Алексей постоял, поозирался, будто придумывая себе дело. Не придумал, махнул рукой:
– Пойду. Мало ли что они там… Возьмут, дерна накидают в мешки…
Ткачук покивал. Да, нужно наблюдать. Нужно. Но сам больше не мог.
Сидел на продавленном, изуродованном диване, прикрыв глаза. Не то чтобы хотелось спать или так, с закрытыми глазами, было легче. Но больно было видеть окружающее. То место, где прожил три с лишним десятилетия. То место и не то – ничего, что было дорого, чему отдал столько сил, не осталось. Черные язвы вместо построек, которые еще недавно составляли село под названием Пылёво…
Чтоб отвязаться от этих мыслей, Ткачук поднялся, побрел было. Сам не решил, куда, но понимал – надо чем-то себя отвлечь.
Сделал несколько шагов, и в груди опять остро и на этот раз особенно глубоко ширнуло, разом лишило подкопленных сил.
Остановился, замер… Игла ушла из сердца постепенно и не до конца. Жало осталось. Как заноза в коже, на самой границе с мясом. Любое движение – и на долю миллиметра углубляется, скребет жилочку нерва… Так и сейчас.
Достал бутылёк с нитроглицерином, выудил таблетку, зажал в ладони. Если что, в последний момент, может, успеет сунуть в рот, раскрошить зубами.
Осторожно вернулся к дивану. Долго усаживался. Сел криво, завалившись на левый бок. Так колотьё было слабее…
Сколько видел бессильных стариков и инвалидов, которым и рукой двинуть трудно. Торчали они целыми днями на лавках, глядели на мир с бесконечной, непереносимой тоской и завистью к тем, кто шевелится легко, свободно… Алексей Михайлович, проходя мимо, сочувствовал, жалел в душе, но никогда всерьез не задумывался, каково им переживать каждую минуту немощи. Сочувствовал как-то мельком, мимоходом, иногда представлял всю их жизнь целиком, а минуту – минуту за минутой – нет. И вот сам сейчас переживал, с невероятным усилием ставшего немощным тела, парализованного болью и страхом мозга, преодолевал каждую минуту.
Три раза лежал в больнице. Один раз ногу ломал, два раза – с сердцем. Тогда прихватывало, но не так, и ложился больше затем, чтоб хуже не стало. Как говорится, в профилактических целях… В больнице время тоже тянется изматывающе медленно, но там рядом соседи, такие же несчастные, объединенные одной бедой; там врачи, медсестры… А вот когда сидишь один, неспособный шевельнуться, не знающий, вспомнят ли о тебе, заберут ли, накормят… И Ткачуку стало жалко себя, жалко до слез. Наверно, так же жалко себя старикам, которых хоть на час оставили одних…

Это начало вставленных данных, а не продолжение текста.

PR #14663, opened 2024-10-10
Improve resolver speed

x-hgg-x:

This PR improves the resolver speed after investigations from https://github.com/Eh2406/pubgrub-crates-benchmark/issues/6.

Commit 1 adds a test showing a slow case in the resolver, where resolving time is cubic over the number of versions of a crate. It can be used for benchmarking the resolver.

Comparison of the resolving time with various values of `N=LAST_CRATE_VERSION_COUNT` and `C=TRANSITIVE_CRATES_COUNT`:

|      | N=100 | N=200 | N=400 |
|------|-------|-------|-------|
| C=1  | 0.25s | 0.5s  | 1.4s  |
| C=2  | 7s    | 44s   | 314s  |
| C=3  | 12s   | 77s   | 537s  |
| C=6  | 30s   | 149s  | 1107s |
| C=12 | 99s   | 447s  | 2393s |

Commit 2 replaces the default hasher with the hasher from `rustc-hash`, decreasing resolving time by more than 50%.

Performance comparison with the test from commit 1 by setting `LAST_CRATE_VERSION_COUNT = 100`:
| commit          | duration |
|-----------------|----------|
| master          | 16s      |
| with rustc-hash | 6.7s     |

Firefox profiles, can be read with https://profiler.firefox.com:
[perf.tar.gz](https://github.com/user-attachments/files/17318243/perf.tar.gz)

r? Eh2406

### DIFF
--- a/Cargo.lock
+++ b/Cargo.lock
@@ -342,6 +342,7 @@ dependencies = [
  "rand",
  "regex",
  "rusqlite",
+ "rustc-hash 2.0.0",
  "rustfix",
  "same-file",
  "semver",
@@ -3007,6 +3008,12 @@ source = "registry+https://github.com/rust-lang/crates.io-index"
 checksum = "08d43f7aa6b08d49f382cde6a7982047c3426db949b1424bc4b7ec9ae12c6ce2"
 
 [[package]]
+name = "rustc-hash"
+version = "2.0.0"
+source = "registry+https://github.com/rust-lang/crates.io-index"
+checksum = "583034fd73374156e66797ed8e5b0d5690409c9226b22d87cb7f19821c05d152"
+
+[[package]]
 name = "rustfix"
 version = "0.8.7"
 dependencies = [
@@ -3748,7 +3755,7 @@ dependencies = [
  "log",
  "ordered-float",
  "partial_ref",
- "rustc-hash",
+ "rustc-hash 1.1.0",
  "serde",
  "thiserror",
  "varisat-checker",
@@ -3768,7 +3775,7 @@ dependencies = [
  "anyhow",
  "log",
  "partial_ref",
- "rustc-hash",
+ "rustc-hash 1.1.0",
  "smallvec",
  "thiserror",
  "varisat-dimacs",
--- a/crates/resolver-tests/tests/resolve.rs
+++ b/crates/resolver-tests/tests/resolve.rs
@@ -4,8 +4,8 @@ use cargo::util::GlobalContext;
 
 use resolver_tests::{
     helpers::{
-        assert_contains, assert_same, dep, dep_kind, dep_loc, dep_req, loc_names, names, pkg_id,
-        pkg_loc, registry, ToPkgId,
+        assert_contains, assert_same, dep, dep_kind, dep_loc, dep_req, loc_names, names, pkg,
+        pkg_dep, pkg_dep_with, pkg_id, pkg_loc, registry, ToDep, ToPkgId,
     },
     pkg, resolve, resolve_with_global_context,
 };
@@ -935,6 +935,50 @@ fn large_conflict_cache() {
     }
     let reg = registry(input);
     let _ = resolve(root_deps, &reg);
+}
+
+#[test]
+fn resolving_slow_case_missing_feature() {
+    let mut reg = Vec::new();
+
+    const LAST_CRATE_VERSION_COUNT: usize = 50;
+
+    // increase in resolve time is at least cubic over `INTERMEDIATE_CRATES_VERSION_COUNT`.
+    // it should be `>= LAST_CRATE_VERSION_COUNT` to reproduce slowdown.
+    const INTERMEDIATE_CRATES_VERSION_COUNT: usize = LAST_CRATE_VERSION_COUNT + 5;
+
+    // should be `>= 2` to reproduce slowdown
+    const TRANSITIVE_CRATES_COUNT: usize = 3;
+
+    reg.push(pkg_dep_with(("last", "1.0.0"), vec![], &[("f", &[])]));
+    for v in 1..LAST_CRATE_VERSION_COUNT {
+        reg.push(pkg(("last", format!("1.0.{v}"))));
+    }
+
+    reg.push(pkg_dep(
+        ("dep", "1.0.0"),
+        vec![
+            dep("last"), // <-- needed to reproduce slowdown
+            dep_req("intermediate-1", "1.0.0"),
+        ],
+    ));
+
+    for n in 0..INTERMEDIATE_CRATES_VERSION_COUNT {
+        let version = format!("1.0.{n}");
+        for c in 1..TRANSITIVE_CRATES_COUNT {
+            reg.push(pkg_dep(
+                (format!("intermediate-{c}"), &version),
+                vec![dep_req(&format!("intermediate-{}", c + 1), &version)],
+            ));
+        }
+        reg.push(pkg_dep(
+            (format!("intermediate-{TRANSITIVE_CRATES_COUNT}"), &version),
+            vec![dep_req("last", "1.0.0").with(&["f"])],
+        ));
+    }
+
+    let deps = vec![dep("dep")];
+    let _ = resolve(deps, &reg);
 }
 
 #[test]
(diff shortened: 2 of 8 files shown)


src/cargo/core/resolver/conflict_cache.rs
```diff
@@ -209,12 +210,12 @@ impl ConflictCache {
         for c in con.keys() {
             self.dep_from_pid
                 .entry(*c)
-                .or_insert_with(HashSet::new)
+                .or_insert_with(FxHashSet::default)
```
Eh2406, line 213: Nit: `.or_default()`

Eh2406 (approved):
Absolutely love the switch to `rustc-hash`, [from my testing](https://github.com/Eh2406/pubgrub-crates-benchmark/issues/6#issuecomment-2403545404) this is a huge speed up with no downside.

Still reviewing the other commits.

crates/resolver-tests/tests/resolve.rs
```diff
@@ -937,6 +937,46 @@ fn large_conflict_cache() {
     let _ = resolve(root_deps, &reg);
 }
 
+#[test]
+fn resolving_worst_case() {
+    let mut reg = Vec::new();
+
+    // increase in resolve time is at least cubic over `N`
```
Eh2406, line 944: Do we have a regression fit demonstrating that it is technically `cubic`? I'd love to see it, or help make it. If not perhaps we should be less specific year "the resolver gets rapidly slower as you increase N".

src/cargo/core/package_id.rs
```diff
@@ -10,6 +11,7 @@ use std::sync::OnceLock;
 use serde::de;
 use serde::ser;
 
+use crate::core::resolver::activation_key::ActivationKey;
```
Eh2406, line 14: If the `ActivationKey` is going to be part of a fundamental data structure like `PackageId` then it should live in the same area, not in the resolver. @epage will probably have opinions about where, but I would guess `crate::core::ActivationKey;`.

src/cargo/core/resolver/activation_key.rs
```diff
@@ -0,0 +1,73 @@
...
+
+/// The activated version of a crate is based on the name, source, and semver compatibility.
+#[derive(Clone, Copy, PartialEq, Eq, PartialOrd, Ord)]
+pub struct ActivationKey {
+    inner: &'static ActivationKeyInner,
+}
+
+impl From<ActivationKeyInner> for ActivationKey {
+    fn from(inner: ActivationKeyInner) -> Self {
+        let mut cache = ACTIVATION_KEY_CACHE
```
Eh2406, line 22: Note for self: This lock/cash is not a problem for parallelism because at the moment it's only called in `PackageId::new` which is in its own lock/cash.

src/cargo/core/package_id.rs
epage: Cargo's subsystems are a bit of a mess right now and I'd love to go through and make them more strictly hierarchical.  We have other "violations" right now so I'm not too sure if changing this will make much of a differene.

I do think I'd want us to have a clearer name within `package_id.rs`

src/cargo/core/resolver/context.rs
```diff
@@ -22,56 +22,26 @@ pub struct ResolverContext {
...
 /// of decisions made to get to this state.
 /// Several structures store the `ContextAge` when it was added,
 /// to be used in `find_candidate` for backtracking.
 pub type ContextAge = usize;
 
-/// Find the activated version of a crate based on the name, source, and semver compatibility.
-/// By storing this in a hash map we ensure that there is only one
-/// semver compatible version of each crate.
-/// This all so stores the `ContextAge`.
-pub type ActivationsKey = (InternedString, SourceId, SemverCompatibility);
```
epage, line 42: For myself, I'd prefer the moving of these types to be in its own refactor commit

epage:
> Absolutely love the switch to rustc-hash, https://github.com/Eh2406/pubgrub-crates-benchmark/issues/6#issuecomment-2403545404 this is a huge speed up with no downside.

Should we split the test and rustc-hash commits out into its own PR and get that merged while we work through nohash?

src/cargo/core/resolver/activation_key.rs
```diff
@@ -0,0 +1,73 @@
...
+impl ActivationKey {
+    /// Returns a value that implements a "no hash" hashable value.
+    /// This is possible since all `ActivationKey` are already interned in a `HashSet`.
+    pub fn no_hash(self) -> ActivationKeyNoHash {
+        ActivationKeyNoHash(std::ptr::from_ref(self.inner) as u64)
+    }
+}
+
+#[derive(Clone, Copy, Eq, PartialEq)]
+pub struct ActivationKeyNoHash(u64);
```
Eh2406, line 65: Should this be a separate type? Or can it just be the hash implementation for `ActivationKey`?

crates/resolver-tests/tests/resolve.rs
x-hgg-x: Yes, I edited the PR description.

src/cargo/core/resolver/context.rs
```diff
@@ -135,8 +107,13 @@ impl ResolverContext {
                 // versions came from a `[patch]` source.
                 if let Some((_, dep)) = parent {
                     if dep.source_id() != id.source_id() {
-                        let key = (id.name(), dep.source_id(), id.version().into());
-                        let prev = self.activations.insert(key, (summary.clone(), age));
+                        let new_id =
+                            PackageId::new(id.name(), id.version().clone(), dep.source_id());
```
Eh2406, line 111: Note for self: This call to `PackageId::new` is a hazard for parallelism. It would still be a hazard if we directly called `ActivationKey::into`. This is in the hottest part of the resolver constructing a new lock/cached object. But, this case only occurs when we are dealing with a patched source. This is not a problem for my benchmarking tool because I don't deal with patched sources. This is not a problem for cargo because it does not run in parallel.

x-hgg-x:
I splitted to `nohash` commit in #14665.

weihanglo:
While it doesn't seem like this part of code is under the risk of hash collision, there is a concern around the other part in Cargo, see <https://github.com/rust-lang/cargo/issues/13171#issuecomment-2181266802>.

I also did some exploration of blake3 as a stable hash algorithm candidate, and blake3 has become a dependency since #14137. Have we benchmarked that as well?

Eh2406:
All of these hashes are being used exclusively in memory. So the concerns about consistency between builds let alone consistency between architectures are not relevant here. Happy to see experimentation with other algorithms though.

x-hgg-x:
I rebased on master.

Cargo.lock
weihanglo, line 1: @Eh2406 I moved conversion here for us to follow easier.

> All of these hashes are being used exclusively in memory. So the concerns about consistency between builds let alone consistency between architectures are not relevant here.

Despite that, the lang team has recently decided to migrate away from weak hash algorithms. I assume that type_id is also mostly an in-memory stuff. Do we need to follow suit?

* https://github.com/rust-lang/rust/issues/10389#issuecomment-2284562874
* https://github.com/rust-lang/rust/issues/129014

weihanglo: How easy is it for an attack to fake a PackageId, and how bad is it when it really happens?

Eh2406: The problem with `type_id` is that it assumes that if the hash is equal than the object is equal. In its case, it even goes so far as to do an unsafe transmute based on that assumption.

In this PRs case we only use it for a HashMap. If two things spuriously have the same hash than they will be checked by `eq`. If an attacker could manage to get a lot of things to hash to the same thing then cargo would spend `O(n)` time finding the right one instead of `O(1) amortized`.

> How easy is it for an attacker to fake a PackageId, and how bad is it when it really happens?

PackageId's are only generated for dependencies. If a dependency is controlled by the attacker, then serious hash collisions are the least of our problems.

weihanglo: Even SipHash is not an choice from t-lang's perspective in that linked issue, which is what Cargo is using now from std. As you said, we have `eq` so should be even harder to exploit Cargo.

> If an attacker could manage to get a lot of things to hash to the same thing then cargo would spend `O(n)` time finding the right one instead of `O(1) amortized`.

This might be a problem for companies using either cargo binary or library as a service. I am not sure if we need to take this into account. Without considering this I am 👍🏾 on this PR.

PR #14669, opened 2024-10-11
docs: document official external commands

### LINKED ISSUE #14640: `cargo-fmt` and `cargo-clippy` are not documented in The Cargo Book
### Problem

I am looking for documentation on `cargo fmt`

So I came to [here](https://doc.rust-lang.org/cargo/commands/index.html) 

It is an undocumented Cargo command.

It seems like a good place to document it.

thank you

### Proposed Solution

_No response_

### Notes

_No response_

weihanglo:

This documents external commands that are distributed along with the Rust toolchain, including

* `cargo-clippy`
* `cargo-fmt`
* `cargo-miri`

The purpose of this is increasing the visibility of these tools, and redirecting people to the correct place to discuss and learn them.

Fixes #14640

* Is “External commands” the right name to put in The Cargo Book?
* Do we really want to document the nightly-only `cargo miri`?
  * I feel like it is officially distributed, so we should.


src/doc/src/SUMMARY.md
```diff
@@ -92,6 +92,10 @@
         * [cargo package](commands/cargo-package.md)
         * [cargo publish](commands/cargo-publish.md)
         * [cargo yank](commands/cargo-yank.md)
+    * [External Commands](commands/external-commands.md)
+        * [cargo clippy](commands/cargo-clippy.md)
+        * [cargo fmt](commands/cargo-fmt.md)
+        * [cargo miri](commands/cargo-miri.md)
```
epage, line 98: > Is “External commands” the right name to put in The Cargo Book?

The main question I have is whether its worth distinguishing these as external or to list them with the others.

src/doc/src/commands/cargo-miri.md
```diff
@@ -0,0 +1,20 @@
...
+
+cargo-miri --- Runs binary crates and tests in Miri
+
+## DESCRIPTION
+
+This is an external command distributed with the Rust toolchain as an optional component.
+It is not built into Cargo, and may require additional installation.
+
+For information about usage and installation,
+see <https://github.com/rust-lang/miri>.
```
epage, line 13: > Do we really want to document the nightly-only cargo miri? 

When we have unstable options, we mark them. Unsure about unstable commands.  As this is a nightly command, we should probably mark it as unstable

src/doc/src/SUMMARY.md
weihanglo: That also works, and might be better, though `cargo-fmt` is pretty hard to categorize. It doesn't involve either build or manidest

epage: Likely it should follow clippy

weihanglo: They are all under build commands. If we find a better to categorize them we can do it later.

Ночь без сна дала о себе знать – глаза слипались, голова клонилась. Алексей Михайлович боялся забыться – поднимал веки, топорщился, но сразу же обмякал и начинал плыть… «Вот так и уплывешь», – как бы со стороны предупреждали его, и он на несколько мгновений приходил в себя. А потом снова обмякал, ронял голову… И сон победил.
Не будили комары и мошка, назойливые предосенние мухи; разговоры вернувшихся мужиков, звяк инструментов Ткачук слышал будто из-под воды. Он приоткрывал глаза, отмечал урывками, что они собирают вещи, складывают палатку. Некоторые даже что-то ему говорили, о чем-то спрашивали, но он не мог понять, что именно.
Потом – затрясли. Сначала слегка и, кажется, сразу – сильно, больно. Ткачук вынырнул:
– А-а…
– Алексей Михалыч, – перед глазами испуганное лицо Брюханова, – вы чего? Плохо совсем?
– Так…
– На самом пекле сидите. И без фуражки. Спечёт ведь…
– Леш, – Ткачук стал постепенно оживать, – воды дай. Попить.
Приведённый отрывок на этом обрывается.